大陽日酸、ストレートスルー型と大型開口型の新型サブゼロ装置2機種を販売開始

ワンパスや大型部品の一括処理で効率的な熱処理を実現

 大陽日酸は、2 機種の新型サブゼロ装置を商品化し販売を開始した。顧客からの要望に応え、生産工程でより効率的にサブゼロ処理を行うことができる、“ワンパス処理”を実現した「ストレートスルー型サブゼロ装置」と、これまで対応できなかった大型部品を一括で処理できる「大開口型サブゼロ装置」を開発、それぞれ商品化した。

 サブゼロ処理は、鉄鋼材料などの熱処理方法の1つ で、熱入れした鋼材を液化窒素ガスによって 0 ℃以下に急速冷却することにより、金属組織を均一にさせる処理のこと。サブゼロ処理を施し金属組織を均一にすることで、金属部品の経年劣化の抑制や硬度・耐摩耗性の向上といった効果が得られる。

 このため、サブゼロ処理は 寸法精度や硬度が必要とされる自動車部品(ギヤ・ベアリング等)、航空機部品(シャフト等)、精密部品(ゲージブロック等)、工具、刃物など、多くの分野で採用されている。

 大陽日酸はこれまで、サブゼロ処理品を手動で搬入搬出させる「上扉手動開閉型サブゼロ 装置」、前面からの自動搬入搬出に対応した「前扉自動開閉型サブゼロ装置」を販売しており、100台以上の納入実績がある。

新機種の概要・特徴

1)ストレートスルー型サブゼロ装置

 前後に 2 つの自動扉を持ち、生産工程における自動搬送機器と組み合わせることで、前扉から搬入した サブゼロ処理品を後扉から搬出することが可能。これにより、搬入出における往復動作がなくなり、処理品の搬送設備台数や搬送時間を半減でき、顧客の生産 設備全体のコスト低減や作業効率の向上に大きく貢献する。
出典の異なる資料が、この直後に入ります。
PR #273, opened 2016-05-13
Fix form subclassing.

tvuotila:
Fix form initialization when form has mixins.

I tried to subclass Form with mixin and mixin's `__init__` was never called. This PR fixes the issue.
Example of how I use the mixin:

```
from __future__ import print_function
from wtforms import Form, DateTimeField, TextField, TextAreaField, IntegerField, validators

class ProfileForm(Form):
    birthday  = DateTimeField('Your Birthday', format='%m/%d/%y')
    signature = TextAreaField('Forum Signature')

class AdminMixing(object):
    username = TextField('Username', [validators.Length(max=40)])
    level    = IntegerField('User Level', [validators.NumberRange(min=0, max=10)])

    def __init__(self, *args, **kwargs):
        super(AdminMixing, self).__init__()
        print('called')
        # Some initialization code

class AdminProfileForm(ProfileForm, AdminMixing):
    pass

form = AdminProfileForm()
```

Print shows that `__init__` is not called in the master branch but it is called in this branch.

### DIFF
--- a/tests/form.py
+++ b/tests/form.py
@@ -144,6 +144,14 @@ class FormTest(TestCase):
             if field.data != 'foobar':
                 raise ValidationError('error')
 
+    class P(object):
+        def __init__(self, *args, **kwargs):
+            self.custom_value = True
+            super(FormTest.P, self).__init__()
+
+    class C(Form, P):
+        pass
+
     def test_validate(self):
         form = self.F(test='foobar')
         self.assertEqual(form.validate(), True)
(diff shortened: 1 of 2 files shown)


tvuotila:
Is there something wrong with the Pull Request?

whb07:
As it stands this is an issue with the MRO and not particular to WTForm's BaseForm class. If you're trying to be able to use mixins and define your own classes please be aware of the rules for MRO.

For context:
[SO answer for new style classes MRO ](https://stackoverflow.com/questions/1848474/method-resolution-order-mro-in-new-style-classes)

[Python MRO](https://www.python.org/download/releases/2.3/mro/)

ストレートスルー型サブゼロ装置。装置前方から(左)と模式図
ストレートスルー型サブゼロ装置。装置前方から(左)と模式図

2)大開口型サブゼロ装置

 最大 1.8m の開口幅に対応し(有効寸法)、従来処理が難しかった大型部品のサブゼロ処理を可能とした。本装置も装置片側に自動扉を設け、自動搬送機器に対応する。

最大1.8メートルの開口幅の大開口型サブゼロ装置
最大1.8メートルの開口幅の大開口型サブゼロ装置

いずれの装置も配置や構成の最適設計を行い、処理時間短縮や庫内温度、液化窒素ガス使用量を最適化した。